Past Releases – Blog (September, 2011)

Five trends that will transform the modern IT departmentThursday, September 29th, 2011

Five trends tha will transform the modern IT department, Info-Tech Research Group Ltd. told attendees at its recent technology trends and predictions event in Toronto.

Cloud computing is one of five trends, along with mobility, security, social media and big data. And Davin Juusola, vice-president of research and development with London, Ont.-based Info-Tech, said these trends will mean major changes for IT departments and IT staffing.

“Today, IT departments are focused primarily on applications and infrastructure, and less so on vendor management and business analysts,” said Juusola. “You need to transform to put more emphasis on business analysts and vendor management.”

As companies move more workload into the cloud, infrastructure and application management will be less important; that will be the responsibility of the cloud provider. But trends in big data, for example, will require skills in other areas.

“You’ll need an army of smart business analysts to dig out from under all that data, and you’ll need to manage your vendors like you manage your staff today,” said Juusola, making sure your service providers are on top of their responsibilities to the business. “If you get out in front of this perfect storm it will be a rewarding experience for you and your organization.”

The trends

Rob Dreyer (pictured), vice-president of research with Info-Tech, said it can be hard to get to the critical mass necessary to achieve real infrastructure savings by moving to the cloud. Most organizations dip their toes into the cloud strategically, moving certain processes or functions, but that’s often not enough to allow them to start retiring on-premise servers. Companies shouldn’t think of cost-savings as a key driver for moving to the cloud anyway, said Dreyer.

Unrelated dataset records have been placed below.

PR #3971, opened 2024-09-24
Fixed issue #19763: Unable to answer multiple choice question with other

Shnoulle:
Dev: my error here : https://github.com/LimeSurvey/LimeSurvey/commit/89a3800356a2e94cfb459f0a595cb382f4adb3e8

### DIFF
--- a/application/helpers/expressions/em_manager_helper.php
+++ b/application/helpers/expressions/em_manager_helper.php
@@ -4664,14 +4664,11 @@ class LimeExpressionManager
                         $value = null;  // can't upload a file via GET
                         break;
                 }
-                /* Validate validity of startingValues : do not show error */
-                if (self::checkValidityAnswer($knownVar['type'], $value, $knownVar['sgqa'], $LEM->questionSeq2relevance[$knownVar['qseq']], false)) {
-                    $_SESSION[$LEM->sessid][$knownVar['sgqa']] = $value;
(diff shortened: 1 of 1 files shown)


Oliver3012:
Hey @Shnoulle, thanks for taking care of the bug! What do you think: how fast will the fix be live for our surveys? 

We have to make a decision now: stopping the survey, deactivating the "Other"-option and start the survey again (which includes losing all cached answers) OR waiting for your fix.

itsmevictor:
Thank you @Shnoulle for the quick fix! Obviously, the sooner the fix is pushed the better, but thank you already for reacting so rapidly. 

@Oliver3012 Depending on your survey, one option is to temporarily hide the multiple choice question by selecting "Yes" to "Always hide the question" in the question's settings. It's not optimal but at least you don't have to deactivate the survey at the risk of losing cached answers etc.

itsmevictor:
Unless I am mistaken, the problem seems to be resolved, although I don't really understand how that can be since no commits were pushed since this morning.

Oliver3012:
Our account has apparently been rolled back to 6.6.3:
image

itsmevictor:
I have no idea where to find the version we're running on but that was probably it!

ptelu:
The affected commit will be reverted until further testing has been done, and a new version will be released shortly.

PR #3979, opened 2024-09-26
Feature/19773 make reordering tab title translatable

aisreh:
n General survey settings > Overview questions & groups > Reorder (Tab)
The title (Reordering) in the blue alert info is not translatable


Shnoulle:
1. It's an issue 
2. Can you fix commit history ?

PR #3981, opened 2024-09-27
Fix #19290: Wrong Row Total in Array (Texts)

gabrieljenik:
- Fix minified script


Shnoulle (approved):
Yes clearly :)

Shnoulle:
Only one file updated in https://github.com/LimeSurvey/LimeSurvey/pull/3656/files

PR #3982, opened 2024-09-27
Fixed issue #19746: Auto correction of invalid input in Multiple numeric input type question could be improved

gabrieljenik:


assets/packages/expressions/em_javascript.js
```diff
@@ -139,9 +139,6 @@ function fixnum_checkconditions(value, name, type, evt_type, intonly)
         }
 
         var addition = "";
-        if(cleansedValue && cleansedValue.split("").pop().match(/(,)|(\.)/)){
```
gabrieljenik, line 142: Not sure why this was here on the first place.

Shnoulle: :+1:

Shnoulle:
Introducted here : https://github.com/SondagesPro/LimeSurvey-SondagesPro/commit/49aff574e363cf659e79101b16f59d839427755f

When we don't use `LEMradix === ','` to do action with , only …

My opinion : it's an issue …

Shnoulle:
> > My opinion : it's an issue …
> 
> Can you expando more on the issue?


If you set your separator to `. ` LimeSurvey update `0,` or `0.` : no reason.
And  separator to `.,` LimeSurvey update `0.` or `0,` : no reason.

But more : it does on ALL question type. Not rstrictyed to number

I already report this issue : where, in a text question we have to check a code with `.` inisde …

Shnoulle (approved):

PR #3983, opened 2024-09-30
Fixed issue #19779 : Question Type not translated

loiczam:
Fixed issue #19779


Shnoulle (approved):
Not perfect but exist (i like to have a translation from Question theme too)

gabrieljenik (approved):
Code Structure looks good

PR #3975, opened 2024-09-25
Dev: add test for Rempote control Xmlrpc

Shnoulle:
Dev: fix test for direct call

PR #3984, opened 2024-10-04
Fixed issue #19643: Date question with restrictions does not show up like in versions 3 and 5

gabrieljenik:


Shnoulle (approved):

Shnoulle:
1. Way to move to vendor ?
2. Add a test https://github.com/LimeSurvey/LimeSurvey/pull/3975 (needed IMHO)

“Cloud offers a low cost of entry when provisioning new services, but that’s not the same as low total cost of ownership (TCO),” said Dreyer. “For the first two years a cloud solution can offer better economic value than trying to build it yourself, but over time it (evens out).”

Moving to the cloud isn’t really about cost, said Juusola. It’s about capabilities such as greater speed to market and flexibility as a business and an IT organization. He recommends starting with infrastructure as a service or platform as a service to start, as these tend to be less disruptive to the business.

The consumerization and bring-your-own-device trends play into mobility, and Juusola said burying your head in the sand on this front isn’t an option. Users will be using personal devices anyway, and ignoring the situation will be 24 per cent more costly than offering even limited support, according to Info-Tech’s research.

“People with titles that are beyond the standards are going to come to you for support, so you should really get out in front of it,” said Juusola.